The head is short and rounded and near the middle of the back is a large fin. See Plate 38, Fig. 159. Porpoises swim in schools, and have a habit of turning slowly over and over in the water, one following another in single file, and their antics are often very amusing.

Dolphin (Delphinus delphis)

This animal is similar to the one above mentioned in size and colour, but differs from it in having a long pointed muzzle and numerous sharp-pointed teeth in both upper and lower jaws. It is found in nearly all the seas of the world, and many species are known, but it does not come so near shore as the porpoise. As a rule those seen in crossing the Atlantic are a dull greenish or yellowish on the back, striped with white below. They are terrible foes to shoals of small fish, devouring them in great numbers. The Dolphin is a swifter creature than the porpoise, and makes long and graceful leaps over the waves with the greatest agility. See Plate 37, Fig. 157.

The term " Dolphin " is often improperly applied by sailors to a large and brilliantly metallic fish, (Coryphaena hippuris), which is. found in the warmer parts of the Atlantic, in the Mediterranean, and the Indian Ocean, and feeds chiefly on flying-fish.

Gangetic Dolphin (Plantanista gangetica)

This species inhabits the Ganges and other large rivers of India, and is usually about seven or eight feet long, but occasionally reaches a greater length.

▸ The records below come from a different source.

PR #10652, opened 2026-08-29
New-DbaReplSubscription - Remove the latent continue escape and guard the process block

andreasjordan:
## Summary

Sixteenth entry from the #10638 inventory, and the first **latent** one: the two connection catches in the begin block carried `Stop-Function -Continue` without an enclosing loop, but the sites turn out to be unreachable. Without `EnableException`, the inner `Get-DbaReplServer`/`Get-DbaReplPublication` warn-and-return instead of throwing, so the catches never fire; with it, `Stop-Function` throws before the `continue`. Converted to stop-and-`return` anyway, so the defect cannot activate if the inner calls ever change their error behavior.

## The real find

The process block had **no `Test-FunctionInterrupt` guard**: had any begin-block stop ever fired, the subscriber loop would have run against a null publisher and publication. The standard guard is now in place.

## Tests

First integration test of this file: the unreachable-publisher path warns and the caller's loop completes, with `sql.connection.timeout` lowered during the context so three failing connection attempts cost ~9 seconds instead of ~90. Stated plainly: this test also passes on the unfixed code, because the escape sites were latent - there is no red-on-old for a defect that cannot activate.

References #10638

### DIFF
--- a/public/New-DbaReplSubscription.ps1
+++ b/public/New-DbaReplSubscription.ps1
@@ -129,17 +129,23 @@ function New-DbaReplSubscription {
         try {
             $pubReplServer = Get-DbaReplServer -SqlInstance $SqlInstance -SqlCredential $SqlCredential -EnableException:$EnableException
         } catch {
-            Stop-Function -Message "Failure" -Category ConnectionError -ErrorRecord $_ -Target $SqlInstance -Continue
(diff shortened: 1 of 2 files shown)


potatoqualitee (approved):
Reviewed the complete current head, helper semantics, test limitations, and CI evidence. No material correctness or compatibility issues found.

PR #10653, opened 2026-08-29
Set-DbaAgentOperator - Stop eating the caller loop on connection failure

andreasjordan:
## Summary

Seventeenth fix from the #10638 inventory. The connection catch called `Stop-Function -Continue`, but it sits **before** the operator loop - the escape ate an iteration of the caller's loop. Stop-and-`return` now. The catch is reachable (the inner `Get-DbaAgentOperator` runs with `-EnableException` and throws on connection failure), unlike the latent sites documented in #10652.

## Tests

Loop-counter regression test over an unreachable instance, with `sql.connection.timeout` lowered during the context to keep the three failing attempts fast: red on the unfixed command ("Expected 3, but got 0"), green on the fix via the lab harness, lab left clean.

References #10638


potatoqualitee (approved):
Reviewed the complete current head, regression coverage, CI evidence, and the control-flow semantics. No material correctness or compatibility issues found.

Issue #10548, opened 2026-08-10
Request for Comment: Centralize Write-Progress handling so progress bars cannot leak


andreasjordan:
## Problem

When a command ends, it sometimes leaves a progress bar behind. The stale bar keeps being displayed while later, unrelated commands run, and the user has no way to get rid of it short of restarting the session.

The root cause is that cleanup is currently the responsibility of every individual exit path. `Backup-DbaDatabase` is the clearest example: it contains about 20 separate `Write-Progress -Completed` calls, one per way out of the command. Miss one path — or hit a `throw` — and the bar leaks.

We already have `Write-ProgressHelper`, but it is not used consistently, and it does not help with cleanup at all.

## Current state

| | count |
|---|---|
| raw `Write-Progress` calls | 334 across 26 files |
| `Write-ProgressHelper` calls | 182 across 30 files |

Branch work in progress already completes the bars that 22 commands left behind on their happy path. That is a worthwhile fix on its own, but it is symptomatic — the next command that gains an early `return` will leak again.

### Why the helper is not used much

This is a capability problem, not a discipline problem. `private/functions/Write-ProgressHelper.ps1` has no `-Id` or `-ParentId` support, so every command that needs nested or multiple concurrent bars *has* to bypass it. That is precisely the set of 26 files with raw calls.

It also has a few defects worth noting, since any rewrite should not carry them forward:

- The `switch` on the caller name contains two dead duplicate branches (`Invoke-DbaDbLogShipRecovery`, `Sync-DbaAvailabilityGroup`).
- The default activity for `Export-DbaInstance` interpolates `$instance`, which is not defined in the helper — it is picked up from the caller's scope by dynamic scoping.
- `TotalSteps` is derived by regex-counting occurrences of the string `Write-ProgressHelper` in the caller's entire `.Definition`, **on every call**. That is expensive on large functions, and it is simply wrong whenever the calls sit inside loops or conditional branches.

It differs from the dolphin in having a short neck, and in the ribs not being connected together, but free, as in land animals. The colour is blackish, the back fin is rudimental, and the tiny eye is useless, the animal being blind. There is a long beak, containing about thirty teeth on each side in each jaw, which are sharp in the young but wear down in old specimens. See Plate 37, Fig. 158. The Gangetic Dolphin feeds on fish and crustacea.

Grampus (Orca gladiator)

A species of cetacean found in many parts of the world is the Killer, or Grampus, reputed to be the most savage and bloodthirsty of the order to which it belongs. Rushing through the water in schools of six or eight individuals, they devour everything that comes in their way, and several seals have been found in the stomach of a single specimen. The Killer is at once distinguished by the gigantic backfin, which stands upright to a height of several feet and has a small hook at the tip. They are large animals, attaining a length of twenty feet or more; the upper parts are black, the under part is white, and a white streak runs over the eye. Although the head is small in proportion to the size of the body, it is armed with strong and powerful teeth. Stories are told by sea-men of fights between Killers and the large Green-land whales, several of them combining and attacking the larger animal; and there is no doubt that they are extremely aggressive, destructive, and voracious creatures.